PR #1654, opened 2019-08-09
pkg/proc: Reorganize and untangle

derekparker:
This is pt.2 in an ongoing effort to cleanup and untangle `pkg/proc`. I think there are some potential new package boundaries here and I'm trying to shake them out.

I think bininfo, eval, variables, and types still need to be cleaned up with some boundaries enforces. There is a lot of tight coupling between those concepts. Naturally there is some overlap within all these things, but I think we can separate these concerns.

For example, I don't think a `Function` should know what compile unit it came from. Instead we should be asking a compile unit what functions it contains. And technically, nothing aside from bininfo or even DWARF should know *anything* about the concept of a compile unit, or a DWARF entry, or how many object files have been loaded into the process memory. The interfaces between all of these concepts should be clean, and pass along strictly what needs to be known.

Again, this is all in an effort to make `pkg/proc` purely about process manipulation, and move all business logic higher up in `service/debugger`.

The changes here aren't final, just another step towards some cleanup.


derekparker:
Based on #1652

aarzilli:
I disagree with removing the cu field from Function, aside from the inefficiency of calling findCompileUnit every time, I don't think it makes the code more readable or more modular (and it makes it longer).

derekparker:
> I disagree with removing the cu field from Function, aside from the inefficiency of calling findCompileUnit every time, I don't think it makes the code more readable or more modular (and it makes it longer).

ACK, I agree this makes things temporarily less efficient, but I think having these circular references in the code is a good thing. A compile unit knows about the functions within it, and the function knows about the compile unit that encapsulates it. The reason we hold onto the compile unit is to look up the DWARF reader. That just seems backwards, we should have things organized properly so that finding the DWARF section that includes the particular function is efficient. My argument here is essentially that a function should have zero knowledge about what a DWARF reader even is, because we then begin to abuse the `Function` struct by passing it around everything it doesn't need to be in order to access the dwarf reader which is associated with the compile unit. Essentially my argument here is that we're breaking the Law Of Demeter (I know this isn't OO, but bear with me).

aarzilli:
Function is essentially an abstraction over a DWARF entry: it's a node of a tree structure where the first level is bininfo, the second level is the images, the third level is the compile units and the fourth one is functions. The cu pointer in Function and the image pointer in compileUnit are pointers to the parent node. 

I've heard people argue against pointers to parents; I don't think it's usually a good thing, in general, for various reasons. In this particular case you can't migrate a Function between two compileUnits so removing the parent pointer doesn't reduce the coupling between compileUnits and Functions it just makes it hidden and slower.

aarzilli:
We have another notable place with pointers to parents in this codebase and that's the Process pointer inside each thread (both native threads and gdbserial threads have it). You could get rid of that by having each function that takes a thread also take the process (because you can't derive the process of a thread from just the thread itself).

When I started writing gdbserial I did it that way, then gave up on it halfway through. In this case I'm against it because it produces function signatures that give the illusion that you can pass an arbitrary process and thread but it's actually a lie the process you pass must be the parent process of the thread.

derekparker:
@aarzilli thanks for your responses. I really appreciate this discussion a lot and enjoy making sure we are maintaining the cleanest code base we possibly can.

> Function is essentially an abstraction over a DWARF entry: it's a node of a tree structure where the first level is bininfo, the second level is the images, the third level is the compile units and the fourth one is functions. The cu pointer in Function and the image pointer in compileUnit are pointers to the parent node.

I agree with you that this is the overall structure of the data, but I ask you to consider if we maintain these parent pointers *only* for optimization, or because they actually make sense in the code. I think parent pointers can be good in a proper tree or graph data structure where we actually need to traverse from node to node. In this case however, we don't necessarily need to traverse the data structure. We have a distinct idea (a function), and we only hold pointers for convenience, we aren't actually traversing a structure and analyzing it.

Consider two other cases. 

1. The stdlib dwarf package, all leaf references (`FuncType`, `ArrayType`, etc) do not have parent references. Typically if you find the leaf you are looking for, you really don't care about anything above it.

2. Look at this diff from this patch. Here is an example of where I think we are abusing this relationship. We are trying to return a new scope for the given `*Image` (which I think is a strained relationship anyways). However, in order to do this we are forced to create 2 additional levels of indirection. We have to create a fake, empty `*Function` which then contains a fake, empty `*compileUnit`.

```diff
- // globalFor returns a global scope for 'image' with the register values of 'scope'.
- func (scope *EvalScope) globalFor(image *Image) *EvalScope {
- 	r := *scope
- 	r.Regs.StaticBase = image.StaticBase
- 	r.Fn = &Function{cu: &compileUnit{image: image}}
- 	return &r
- }
```

I argue that creating those additional levels of indirection makes the codebase harder to understand. Now, when you look at `EvalScope` (which I also am trying to refactor and slim down), you have to load into your head knowledge of function types (not so bad), but also compileUnits and images (object files). Now, I haven't fully thought through how EvalScope should be refactored, but I think there are things to be done there.

> We have another notable place with pointers to parents in this codebase and that's the Process pointer inside each thread (both native threads and gdbserial threads have it). You could get rid of that by having each function that takes a thread also take the process (because you can't derive the process of a thread from just the thread itself).

I agree with this, and I think we should also look at this relationship critically and see if there are ways to simplify, but I think we leave it for now.

aarzilli:
> I agree with you that this is the overall structure of the data, but I ask you to consider if we maintain these parent pointers only for optimization, or because they actually make sense in the code.

AFAIC it's both, it's a permanent relationship between to entities which we represent with a pointer, it's clearer, it's shorter and it's also faster.

> The stdlib dwarf package, all leaf references (FuncType, ArrayType, etc) do not have parent references. Typically if you find the leaf you are looking for, you really don't care about anything above it.

This is unfortunate, if they did we wouldn't need findCompileUnitForOffset. 

It doesn't matter much in practice because the linker doesn't know which compile unit each type belongs to. If it did maybe it would be more useful.

For example, findMethod, works entirely through string manipulation. If the compiler ever evolved into being able to place methods inside their receiver type (like C++ compilers do) we'd have trouble taking advantage of that.

> Look at this diff from this patch.

Yes, globalFor sucks. I think it's a problem with globalFor though, not with Function. If you look at how globalFor is used it's always used to call either (*EvalScope).newVariable or (*EvalScope).extractVarInfoFromEntry.

The underlying mistake is probably that those two functions shouldn't be methods of EvalScope (there's already a version of newVariable that isn't and it isn't called as a form of conveninence).

derekparker:
@aarzilli you've swayed me on the Function/cu issue for now. I think cleaning up the `globalFor` method will be good enough. I'll revert that patch and take a shot at cleaning up `globalFor`.

derekparker:
@aarzilli pushed update which reverts the Function/cu change. I also removed a couple methods from EvalScope (for function calls). It might make sense to do that with more of the EvalScope methods.

Would you mind taking a shot at cleaning up `globalFor`? Seems like you might have some ideas around that.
=====
**What the task asks**
Reproduce, exactly and without additions, the run of lines from the start of the listing above to the line bearing "For example, I", inclusive.

**Solved exercise**
PR #1654, opened 2019-08-09
pkg/proc: Reorganize and untangle

derekparker:
This is pt.2 in an ongoing effort to cleanup and untangle `pkg/proc`. I think there are some potential new package boundaries here and I'm trying to shake them out.

I think bininfo, eval, variables, and types still need to be cleaned up with some boundaries enforces. There is a lot of tight coupling between those concepts. Naturally there is some overlap within all these things, but I think we can separate these concerns.

For example, I don't think a `Function` should know what compile unit it came from. Instead we should be asking a compile unit what functions it contains. And technically, nothing aside from bininfo or even DWARF should know *anything* about the concept of a compile unit, or a DWARF entry, or how many object files have been loaded into the process memory. The interfaces between all of these concepts should be clean, and pass along strictly what needs to be known.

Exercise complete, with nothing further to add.